↖  为谁悲鸣?评《两脚羊殇歌—2017,开不动的印钞机》-2..


2019-10-03 04:09 , 222

二、对文章的分析

   之所以用如此大的篇幅梳理此文的基本逻辑,并大幅引用其原文,是因为非如此不足以确切地理解作者的思想。

   作者熟悉改革开放以来中国经济的历程,也熟知主流经济学的教义,虽然他不客气地称主流经济学家为“装逼派经济学家”,称他们的文章是“垃圾”。但他分析中国经济的理论框架依然是主流经济学。

   (一)关于货币信用

   此文整个分析的基石是货币信用,此文的作者认为这方面有两个“大神”。

   其一是1717年的英国科学家牛顿,他提出金币可以不足值,但需以政府信用保证可足值兑换贵金属。在作者看来,“将政府信用与货币发行相捆绑,这恰恰是牛顿爵士在经济学领域做出的突破性贡献。”“这种贡献对人类社会的意义,不比发现万有引力定律来得小。”

   其二是二战之后的美国经济学家、布雷顿森林体系之父哈里·怀特。在他的推动下,“美国政府向全世界承诺,1盎司黄金=35美元,美国政府以国家信用担保兑换。”哈里·怀特于1948年逝世,“人类自此失去了最后的经济学大神”。

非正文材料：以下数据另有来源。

PR #874, opened 2026-02-26
fix: Add query timeouts to multitenant db queries to prevent stuck mutexes

itslenny:

Bug fix

Under very specific conditions a query inside a mutex can get stuck and never release the mutex. This causes all subsequent calls for that tenant to get queued indefinitely.

## What is the new behavior?

- Add a timeout of 10s to all queries run within a mutex to ensure the mutex is always released
- Add timeout to other multi-tenant db queries
- Add `multitenant_pgbouncer` to docker compose
- Add `DATABASE_MULTITENANT_POOL_URL` to .env.sample to support local pgBouncer testing

## Additional context

This issue was observed in production during a resize operation on our multi tenant database. This caused several tenants to have stuck mutexes which caused the `getTenantConfig()` call to never resolve which caused any call requiring the tenant config (anything that needs to access the project database) to hang indefinitely resulting in timeouts (`ABORTED REQ`)

### Reproduction

To reproduce this locally I had to simulate a network disruption while the query was in progress. I was able to consistently reproduce this locally on all mutexes with the following process:

- Add a delay to the query (`.whereRaw('pg_sleep(0.5) IS NOT NULL')`)
- Send request to effected endpoint (e.g. `/tenants/:id/health`)
- Use `pfctl` to disrupt all traffic to database
- Send additional requests (each would queue another mutex that never releases)
- Disable `pfctl` traffic block
- Additional requests would timeout as the mutex was never released. Other requests that hit the DB but not that mutex succeed

### Testing

- Verified consistent repro on all mutex endpoints
- Verified fix with direct multi tenant db connection
- Verified fix with pgBouncer enabled (both disrupting connection to pgBouncer and to underlying postgres)
- Used `pg_sleep(30)` and `pg_stat_activity` to confirm `abortOnSignal()` cancels the query at the pg level both with direct connection and when using pgBouncer

### DIFF
--- a/.docker/docker-compose-infra.yml
+++ b/.docker/docker-compose-infra.yml
@@ -39,7 +39,7 @@ services:
     ports:
       - 6453:6432
     depends_on:
-      - tenant_db      
+      - tenant_db
     environment:
       POSTGRESQL_USERNAME: postgres
       POSTGRESQL_HOST: tenant_db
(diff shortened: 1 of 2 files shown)


src/storage/protocols/s3/credentials/store-knex.ts
```diff
@@ -38,6 +41,7 @@ export class S3CredentialsManagerStoreKnex implements S3CredentialsManagerStore
       .where('tenant_id', tenantId)
       .where('access_key', accessKey)
       .first()
+      .abortOnSignal(AbortSignal.timeout(multitenantDatabaseQueryTimeout))
```
ferhatelmas, line 46: why don't we add this timeout into other queries here?

.docker/docker-compose-infra.yml
```diff
@@ -47,6 +47,22 @@ services:
       PGBOUNCER_IGNORE_STARTUP_PARAMETERS: "extra_float_digits, options"
       PGBOUNCER_STATS_USERS: postgres
 
+  multitenant_pgbouncer:
+    image: bitnamilegacy/pgbouncer:latest
+    ports:
+      - 6454:6432
+    depends_on:
+      - multitenant_db
```
ferhatelmas, line 56: how about adding this for pgbouncer/tenant_db above?

src/config.ts
```diff
@@ -407,6 +408,10 @@ export function getConfig(options?: { reload?: boolean }): StorageConfigType {
       ),
       10
     ),
+    multitenantDatabaseQueryTimeout: parseInt(
+      getOptionalConfigFromEnv('DATABASE_MULTITENANT_QUERY_TIMEOUT') || '10000',
+      10
+    ),
```
ferhatelmas: using existing `envNumber` is a bit safer by handling malformed values

itslenny: Hmmm that's new... Looks like `envNumber` was added 2 days ago. Nice.

src/storage/protocols/s3/credentials/store-knex.ts
itslenny: I was trying to keep it pretty minimal (just the mutex queries), but there isn't really any reason any of these queries should take that long so I've added it to the rest of the queries in this file and the jwks store.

视这二位为“经济学大神”,证实了作者“老蛮”不了解中国经济史。

中国早期的货币主要是贝、铜、铁币(贵金属更多用于帝王的赏赐,而非用于交易媒介)。贝、铜、铁都有某些使用价值,即货币本身是人们愿意持有之物,学者们称这样的货币为“足值货币”。由于“足值货币”本身就是财富,这导致它的标定价必须等于其自身的价值,自唐到明初,我国的货币主要是铜钱,人们早已发现“钱重则私销,钱轻则私铸”(《清史稿·食货志·钱法》),当铜钱的面值高于铜材时,民间就会铸钱牟利,反之就会销钱铸器,虽严刑峻法而不可禁。这种现象在历史上反复出现。两宋时期,铸钱成本远高于铜钱面值,结果民间大量销钱铸器,此类记载在两宋文献中不胜枚举。连笔者都体验过类似的局面,上世纪60年代通胀时期,就有人搜集硬币,用来铸勺子之类出售,搞得硬币奇缺。

可见,“足值货币”与“交易媒介”的功能存在内在的冲突。作为“交易媒介”,它需要在经济体中不断地流通---所以有“通货”之称,而作为财富本身,它将被囤积,其结果则是通货紧缩。而我们的先辈早就认识到了这一点。


北宋整个国家没有统一的币制,当时地方行政单位分为13“路”,4路专用铁钱,陕西、河东则铜铁钱兼用,各个货币区又严禁货币外流。四川以铁钱为主,铁钱重而值低,如一匹罗要二万个钱,重一百三十斤,这严重阻碍着商旅。宋初,成都出现了“交子铺户”,专门经营现钱保管业务。存款人把现钱交付给铺户,铺户则给存款人以纸质凭证。当存款人持证提现时,每贯付给铺户30文钱的利息,即付3%的保管费。这个凭证被称为“交子”。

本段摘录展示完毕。